The city invests in sport and sports clubs. Cherepovets' athletes regularly compete in international and internal competitions. The Severstal Cherepovets hockey club is well known in Kontinental Hockey League. The Severstal basketball team, as well as the chess team, are a part of Russian Major League.

==Notable residents==
- Vasily Vereshchagin (1842–1904), a famous battle painter, was born in Cherepovets.
- Anna Demidova (1878–1918), House of Romanovs maid, murdered with Nicholas II and his family, was born and raised in Cherepovets.
- Alexander Kutepov (1882–1930), White Army general, was born in Cherepovets.
- Igor Severyanin (1887–1941), poet, one of the main figures of the Russian Futurist movement, grew up in Cherepovets.
- Eupraxie Fedorovna Gurjanova (1902–1981), hydrobiologist, carcinologist and zoogeographer
- Valery Chkalov (1904–1938), aviator, studied at Cherepovets technical school.
- Nikolay Amosov (1913–2002), heart surgeon, was born near Cherepovets and got his education in the city.
- Joseph Brodsky (1940–1996), a Nobel Prize-winning poet and essayist, lived with his family in Cherepovets during the evacuation from Leningrad.
- Nikolai Noskov (born 1956), musician, former singer of Gorky Park, grew up and started his career in Cherepovets.
- Alexander Bashlachev (1960–1988), singer-songwriter and poet, was born and grew up in Cherepovets.
- Leonid Parfyonov (born 1960), journalist and television host, was born and grew up in Cherepovets.
- Dmitri Yushkevich (born 1970), NHL and KHL ice hockey player, was born in Cherepovets and started playing in the Metallurg Cherepovets hockey school.
- Vadim Shipachyov (born 1987 in Cherepovets), is a former NHL ice hockey player with the Vegas Golden Knights and now in the KHL with SKA St. Petersburg.
- Pavel Buchnevich (born 1995 in Cherepovets), is a former KHL and current NHL ice hockey player for the St. Louis Blues.

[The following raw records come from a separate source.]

PR #272, opened 2021-01-02
Remove DEFAULT_(ACCELERATED|SOFTWARE)_RENDERER

glebm:
This is no longer needed as we now use the `DEFAULT_RENDERERS` order priority and only try to load the detected renderers.


engine/client/ref_common.c
```diff
@@ -659,23 +659,27 @@ qboolean R_Init( void )
...
+	if( !success )
 	{
 		int i;
 
 		// cycle through renderers that we collected in CollectRendererNames
 		for( i = 0; i < ref.numRenderers; i++ )
 		{
 			// skip renderer that was requested but failed to load
-			if( Q_strcmp( refopt, ref.shortNames[i] ))
+			if( !Q_strcmp( requested, ref.shortNames[i] ) )
```
glebm, line 682: @a1batross This is also a bugfix: Q_strcmp returns 0 when strings *are* equal

a1batross: Damn, right.

engine/client/ref_common.c
```diff
@@ -600,7 +600,7 @@ void R_CollectRendererNames( void )
 		dll = COM_LoadLibrary( temp, false, true );
 		if( !dll )
 		{
-			Con_Reportf( "R_CollectRendererNames: can't load library %s: %s\n", temp, COM_GetLibraryError() );
+			Con_Reportf( "R_CollectRendererNames: can't load library %s: %s", temp, COM_GetLibraryError() );
```
a1batross, line 603: It's not a good idea to remove newline here.

Keep it, if COM_GetLibraryError puts newline, then it should be fixed.

a1batross (changes requested):

engine/client/ref_common.c
glebm: Done

PR #289, opened 2021-01-09
ref_gl: gl_rsurf.c: don't use asserts to prevent engine from stopping when vbo is disabled.

nekonomicon:


a1batross:
@mittorn pls review this

mittorn:
This asserts may be removed/commented out. This only causes incorrect rendering when triggered

PR #317, opened 2021-02-18
partially fix amd64 build on windows

w23:
Quality of this PR is questionable. I have no idea whether what I did here makes sense or not.
But it compiles and runs (provided with hlsdk-xash3d amd64 build, which is another story).

This hacks `wscript` `DEST_CPU` value really badly (tldr: `msvc` will detect 64-bit cpu as `amd64`, but many parts of xash build scripts, including some in waifu, expect it to be `x86_64` and break badly if it's not set properly). I've yet to figure out how to fix it properly.
Hence DRAFT status of this PR.

This change is a precursor for RTX Vulkan effort -- VK_KHR_ray_tracing_pipeline and friends are only available on 64-bit nvidia drivers (no idea about AMD, pls send GPUs onegai).

I'd appreciate reviews and any other help in stabilizing Windows amd64 target.

### DIFF
--- a/engine/client/cl_game.c
+++ b/engine/client/cl_game.c
@@ -3945,7 +3945,7 @@ qboolean CL_LoadProgs( const char *name )
 
 	// a1ba: we need to check if client.dll has direct dependency on SDL2
 	// and if so, disable relative mouse mode
-#if XASH_WIN32 && !defined(XASH_64BIT)
+#if XASH_WIN32 && !XASH_64BIT
 	if( ( clgame.client_dll_uses_sdl = COM_CheckLibraryDirectDependency( name, OS_LIB_PREFIX "SDL2." OS_LIB_EXT, false ) ) )
 	{
 		Con_Printf( S_NOTE "%s uses SDL2 for mouse input\n", name );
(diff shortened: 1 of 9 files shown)


magisk6666:
fuck




---Original---

magisk6666:
fuck


---Original---

engine/client/cl_game.c
```diff
@@ -3945,7 +3945,7 @@ qboolean CL_LoadProgs( const char *name )
 
 	// a1ba: we need to check if client.dll has direct dependency on SDL2
 	// and if so, disable relative mouse mode
-#if XASH_WIN32
+#if XASH_WIN32 && !defined(XASH_64BIT)
```
a1batross, line 3948: If I'm not wrong, we eliminated empty definitions in favor of 1 or 0.

So you can rewrite this to #if XASH_WIN32 && !XASH_64BIT

Or replace by XASH_WIN64. See public/build.h

w23:
I'm looking into finalizing this and so far I have trouble understanding how does `-8` waf argument even work.
It seems that it sets `conf.options.ALLOW64`, which then is used to set `conf.env.BIT32_MANDATORY` to negative of its value. But after that nothing happens! Neither `ALLOW64` nor `BIT32_MANDATORY` are referenced nowhere else in the repo no matter how hard I grep.

a1batross:
@w23 can you check if it's working on latest build for you?

w23:
@a1batross smoke-tested it, seems to work. :+1:

a1batross:
Merged to master.

PR #363, opened 2021-03-15
readme: improved installation instructions

SNMetamorph:


README.md
```diff
@@ -26,6 +26,18 @@ Read more about Xash3D on ModDB: https://www.moddb.com/engines/xash3d-engine
 * Voice support
 * Vulkan renderer
 
+## Installation & Running
+0) Download Xash3D binaries: you can use [release](https://github.com/FWGS/xash3d-fwgs/releases) build (recommended) or [testing](https://github.com/FWGS/xash3d-deploy/tree/anewengine-master) build, also you can compile engine from sources.
```
a1batross, line 30: Those links are available at the top of README. 

I don't like repeating information but maybe it can be useful for people who don't know how to read.

I also think, we should not recommended using stable release at this point, it's too old.

README.md
```diff
@@ -26,6 +26,18 @@ Read more about Xash3D on ModDB: https://www.moddb.com/engines/xash3d-engine
...
+Choose proper build package depending on which platform you're using.
+1) Copy engine binaries to some directory.
+2) Copy `valve` directory from [Half-Life](https://store.steampowered.com/app/70/HalfLife/) to mentioned above directory with engine binaries.
+Also if you're using Windows: you should copy `SDL2.dll` and `vgui.dll` libraries from Half-Life directory to Xash3D directory.
```
a1batross, line 34: We distribute our own SDL2.dll.

a1batross (changes requested):

README.md
SNMetamorph: >I also think, we should not recommended using stable release at this point, it's too old.
Also thinking about it, but decided to keep both

README.md
nekonomicon: It may be not a good solution if Valve games provides SDL2 and linux distributives too.

a1batross: @nekonomicon naah.

SDL2 keeps binary compatibility. At least, it should.

The only thing, we can't go backwards and there isn't too much sense doing that.

a1batross (approved):

PR #458, opened 2021-05-29
readme: update discord invite

Velaron:


a1batross:
We should use discord.fwgs.ru redirect for that...

Velaron:
it literally didn't work like a minute ago, so i thought it's dead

==Twin towns – sister cities==

Cherepovets is twinned with:

- ROU Aiud, Romania
- RUS Balakovo, Russia
- USA Derry, United States
- BUL Gorna Oryahovitsa, Bulgaria
- CHN Liaoyuan, China
- BLR Maladzyechna, Belarus

In 2022, USA Montclair ended its relationship with the city, in protest against the invasion of Ukraine by Russia.